# Advice on weaning babies



## Tori Taylor (Oct 9, 2015)

Hi guys! 
I have two rescue mares as most of you know with babies by their sides. Both mares are not in great body condition so I would like to wean the babies as soon as possible. Varsha will be 3 months old shortly and Wisdom (Suede) is a bit older than her. I need advice on how to best wean them in the situation I am in. Both are halter broke pretty well already and eating good now but still nursing. Both moms are already kicking at them a bit and pushing them away. Varsha is not too attached but Wisdom sticks to his mom like glue. 

We have 3 box stalls and a paddock so I have to come up with some way to wean them and have only once weaned a baby and then I took mom to a different property but that is not an option here....

Ideas?


----------



## Kay Armstrong (Jun 28, 2015)

EEEkkk....not sure I would be so anxious to wean so early.....


----------



## HombresArablegacy (Oct 12, 2013)

3 months is way too early to wean. I know your mares are under weight and feeding the foals pulls them down a bit. But keep pouring the feed to the mares. The foals are not mature enough physically or mentally to be weaned right now.


----------



## WhattaTroublemaker (Aug 13, 2013)

Put mum in a box stall(or vice versa) where they can see eachother until they're calmed down. I know people who have cold turkey weaned, or gradually weaned babies and everyone turned out okay. I prefer gradually weaning but my guy was cold turkeyed with with no ill effects. 
It's a hard situation you're in. Yellowbush appaloosas is a page on Facebook and they just posted a great thing about how they wean. I'll find it.


----------



## WhattaTroublemaker (Aug 13, 2013)

They wean at three months and have produced some exceptional animals. Here's the post copied. 

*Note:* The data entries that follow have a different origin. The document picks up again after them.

PR #3855, opened 2016-01-11
Update 2D convolution documentation

ballasn:


doc/library/tensor/nnet/conv.txt
```diff
@@ -24,8 +24,14 @@
...
-    As of October 21st, 2014, the default GPU image convolution
-    changed: By default, if :ref:`cuDNN <libdoc_cuda_dnn>`
+    As of December 2015, a new conv2d interface has been introduced.
+    :func:`nnet.conv2d <theano.tensor.nnet.conv2d>` defines an
+    abstract theano graph convolution operation
+    (:func:`nnet.abstract_conv.AbstractConv2d <theano.tensor.nnet.abstract_conv.AbstractConv2d>`)
+    that will be replaced by an actual convolution implementation during
+    the optimization phase.
+
+    By default, if :ref:`cuDNN <libdoc_cuda_dnn>`
```
lamblin: Below, I would say "Either CuDNN or the gemm version can be disabled", since the abstract Op does not get optimized to the legacy GPU convolution.
Maybe you can mention (later?) that this is still possible to get the legacy gpuconv2d using the old nnet.conv2d.conv2d() call.

lamblin:
The changes look reasonable, but I have to give another look to check if there are other things to update elsewhere in the doc.
Also, do you think it would be possible for you to convert the documentation format to NumPyDoc for these files, while you are at it?
Thanks.

lamblin:
Also, could you add something saying that since the abstract Op does not have any implementation, it will prevent computations in the un-optimized graph, and cause problems with DebugMode, test values, and when compiling with `optimizer=None`?

ballasn:
updated,

PR #3856, opened 2016-01-11
Don't transfer int inputs to the GPU by default

abergeron:
This was not the old behavior so it introduces new and exciting failures.

I left a way to force an input on the CPU/GPU if you really want to.

I also renamed tag.context_name to tag.target and documented it for inputs.


lamblin:
I discussed that change with @abergeron IRL, so I'm OK with it.
However I think we need @nouiz's approval before changing the behaviour.

nouiz:
ok to merge when travis pass.

Issue #3744, opened 2015-12-04
Factor out testing of blas flags, use in all cases


lamblin:
#3654 introduced a better test for blas flags, including compiling and launching something that actually tests the flags.
However, it is only used to test the last-resort case, `-lblas`, not for the flags gotten from numpy, anaconda, or provided by the user.
We should factor out that into one helper function or method of the compiler, and call it at the various places we want to test the flags.

PR #3858, opened 2016-01-12
auxiliary function 'try_blas_flags' added.

mohammadpz:
Regarding issue #3744 and PR #3654 .
@nouiz , could you please take a look?

### DIFF
--- a/theano/tensor/blas.py
+++ b/theano/tensor/blas.py
@@ -349,7 +349,7 @@ def try_blas_flag(flags):
     # res[0]: shows successful compilation
     # res[1]: shows successful execution
     if res and res[0] and res[1]:
-        return "-lblas"
+        return flags
     else:
         return ""
 
--- a/theano/tensor/blas.py
+++ b/theano/tensor/blas.py
@@ -288,8 +288,7 @@ SOMEPATH/Canopy_64bit/User/lib/python2.7/site-packages/numpy/distutils/system_in
                 flags += ['-l%s' % l for l in ["mkl_core",
                                                "mkl_intel_thread",
                                                "mkl_rt"]]
-                if GCC_compiler.try_flags(flags) and try_blas_flag():
-                    flags += ['-lblas']
+                if try_blas_flag(flags):
                     return ' '.join(flags)
 
         # If numpy was linked with library that are not installed or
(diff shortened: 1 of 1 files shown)


mohammadpz:
In the line 2082 of ```theano/gof/cmodule```, in the function ```try_flags```, the argument ```try_run``` is False. While we need to ```try_run``` for blas. One way is to leave this as is while another way is to override the function ```try_flags```.

theano/tensor/blas.py
```diff
@@ -344,6 +350,9 @@ def default_blas_ldflags():
     res = GCC_compiler.try_compile_tmp(
         test_code, tmp_prefix='try_blas_',
         flags=flags, try_run=True)
+    # res[0]: shows successful compilation
+    # res[1]: shows successful execution
+    print(res)
```
nouiz: remove the print.

theano/tensor/blas.py
```diff
@@ -304,14 +305,16 @@ def default_blas_ldflags():
...
+                ret += ['-lblas']
                 return ' '.join(ret)
             # Try to add the anaconda lib directory to runtime loading of lib.
             # This fix some case with Anaconda 2.3 on Linux.
             if "Anaconda" in sys.version and "linux" in sys.platform:
                 lib_path = os.path.join(sys.prefix, 'lib')
                 ret.append('-Wl,-rpath,' + lib_path)
-                if GCC_compiler.try_flags(ret):
+                if GCC_compiler.try_flags(ret) and try_blas_flag():
+                    ret += ['-lblas']
```
nouiz: remove this addition to the flags. We already found the flags we think should be used, don't modify them. Idem elsewhere.

theano/tensor/blas.py
```diff
@@ -304,14 +305,16 @@ def default_blas_ldflags():
                 ['-L%s' % l for l in blas_info['library_dirs']] +
                 ['-l%s' % l for l in blas_info['libraries']] +
                 [])
-            if GCC_compiler.try_flags(ret):
+            if GCC_compiler.try_flags(ret) and try_blas_flag():
```
nouiz: Doing those 2 tests are do duplicate test. Just call try_blas_flag, is cover what try_flags was doing.

But modify try_blas_flag() to take ret as a parameter and use it.

nouiz:
thanks for the PR. I got 2 small comments.

theano/tensor/blas.py
mohammadpz: @nouiz , For ```blas```, we also check the execution while for other flags we only check the compilation. Maybe we can also check execution for other flags too?

theano/tensor/blas.py
```diff
@@ -322,7 +322,10 @@ def default_blas_ldflags():
     # readily available. We try to see if that's the case, rather
     # than disable blas. To test it correctly, we must load a program.
     # Otherwise, there could be problem in the LD_LIBRARY_PATH.
+    return try_blas_flag()
```
nouiz: this should be `return try_blas_flags(['-lblas'])

nouiz:
Try it with the script I told you. Do you still get the same result?

mohammadpz:
By running
```python
python theano/misc/check_blas.py -B 500
```
It leads to the same results.

Issue #3854, opened 2016-01-11
Version number not updated


gladiator8072:
Hi Just download  theano package while i found the version number is still keep the same as 0.7.0
'''
VERSION
    0.7.0.dev-f279798ba7d7af72be74f7b48f1cf40f41bb163c
'''

PR #3860, opened 2016-01-12
update version to 0.7.0rc1 for #3854

evelynmitchell:
Fix version number issue #3854

### DIFF
--- a/setup.py
+++ b/setup.py
@@ -53,7 +53,7 @@ PLATFORMS           = ["Windows", "Linux", "Solaris", "Mac OS-X", "Unix"]
 MAJOR               = 0
 MINOR               = 7
 MICRO               = 0
-SUFFIX              = ""  # Should be blank except for rc's, betas, etc.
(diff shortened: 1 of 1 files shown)


nouiz:
This isn't the good fix. This bring back in the past the version. This would be the good fix and use the new python pep 0440: https://www.python.org/dev/peps/pep-0440/#developmental-releases

Can you confirm the other PR fix your problem too?

setup.py
```diff
@@ -53,7 +53,7 @@
 MAJOR               = 0
 MINOR               = 7
 MICRO               = 0
-SUFFIX              = ""  # Should be blank except for rc's, betas, etc.
```
nouiz: I think a development version is a pre alpha version. So we should also the version number. I did what I think it should be in this PR: https://github.com/Theano/Theano/pull/3861

So I'll close this PR. If you think we should not bump the version number at the same time. Tell us.

thanks for pushing this.

PR #3861, opened 2016-01-12
Bump version to 0.8.0.dev0

nouiz:
this replace https://github.com/Theano/Theano/pull/3860 and close gh-3854

Use postfix .dev0 and bump to 0.8.0.dev0. This follow this new pep: https://www.python.org/dev/peps/pep-0440/#developmental-releases

### DIFF
--- a/setup.py
+++ b/setup.py
@@ -51,9 +51,9 @@ AUTHOR              = "LISA laboratory, University of Montreal"
 AUTHOR_EMAIL        = "theano-dev@googlegroups.com"
 PLATFORMS           = ["Windows", "Linux", "Solaris", "Mac OS-X", "Unix"]
 MAJOR               = 0
-MINOR               = 7
+MINOR               = 8
 MICRO               = 0
-SUFFIX              = ""  # Should be blank except for rc's, betas, etc.
+SUFFIX              = ".dev0"  # Should be blank except for rc's, betas, etc.
 ISRELEASED          = False
 
 VERSION             = '%d.%d.%d%s' % (MAJOR, MINOR, MICRO, SUFFIX)


nouiz:
@f0k Can you confirm this would help tracking Theano development version for you?

We can bump the .dev0 when we add a new user interface feature. This would allow to force update Theano dependency version.

f0k:
> Can you confirm this would help tracking Theano development version for you?

Yes, we can include this in our `requirements.txt` for Lasagne and in the version check we do on importing Lasagne.

> We can bump the .dev0 when we add a new user interface feature.

Sometimes we pin the dependency for Lasagne to a Theano version that fixed a particular bug (without changing the user interface). For example, the current dependency is 54186290, after the merge of https://github.com/Theano/Theano/pull/3802 (which fixes BLAS detection for Travis). We could send you a PR bumping Theano's `dev` version whenever we need it to pin a dependency.

nouiz:
I'm fine with frequent bump of this number. If we see it happen too
frequently, we can reavaluate. But I agree, bugfix is also a good reason to
bump this number.

taion:
What's the benefit of going from e.g. v0.8.0.dev0 to v0.8.0.dev1 instead of just going from v0.8.0 to v0.8.1 on bugfixes?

Well, so it begins... Scamp has entered into the weaning process. He is taking it pretty well and so is his momma. The first week he will be able to stand next to his dam and pasture mates. The second week he will be able to see them but not able to nose one another. The third week his dam will be moved out of sight until he is fully weaned. I am sure tonight will be a long one but he is on his way to being a big boy now. He has been eating in his own stall during feeding and is easy to catch, lead, and tie already. #iweanat3months #traingingstartsthedayofbirth #noexcuses


----------



## WhattaTroublemaker (Aug 13, 2013)

Here is their response when asked why so young: 
We have found the foals simply grow off better. The mother's milk is dropping off by 3 months. The foals get more nutrients by focusing on grass and feed over filling with weak milk plus the others. We haven't found it to be too stressful on the dam or foal but instead the dam tends to be at ease with it and the foals just gravitate towards becoming even closer with us. We start halter training the first day after they are born so our foals are completely comfortable with us already and see us as their safety net so to speak. The only stress is not having milk to turn to that is simply there to comfort him rather than nourish. During his 3rd or 4th week will put him in with a buddy he knows so that he isn't totally isolated from other horses. I haven't found waiting any longer to be necessary.
I've found just like halter training and desensitizing, it is easier and works best to wean at a young age. I haven't found any benefits with my foals to leave them relying on their dams for longer than necessary. The foals I turn out are healthy, very people oriented, and easy to train. I believe as a breeder that it is my responsibility to provide the best opportunities for the horses I produce. When I sell a foal I can guarantee the horse to be a willing and capable companion, partner, and competitor. There is no excuse to sell anything less. I am aware many breeders don't feel it is necessary or their job to put forth that effort but it is my belief that if I am going to breed these horses that I make sure to put the ground work and energy into making sure they will have steady and safe home. As a small breeding operation I am fortunate to have the time and energy to place on them that they deserve.


----------



## Tori Taylor (Oct 9, 2015)

I know it is early but many have told me to wean them to help the mothers to recover better. What about gradually weaning them by separating for a few hours each day and then letting back in with the moms? They are all going to be on same property and all going to live together for quite some time but both moms are having a very tough time of it and neither is going to recover form their previous neglect until the babies are weaned. What age does everyone wean? Remember I have had one baby who we weaned at 6 or 7 months and that is it so not really any experience at this. Literally had a vet here yesterday (happened to be one on the island) and she said "wean these babies as quickly as you can for the mares health". Not the first time I have been told that.....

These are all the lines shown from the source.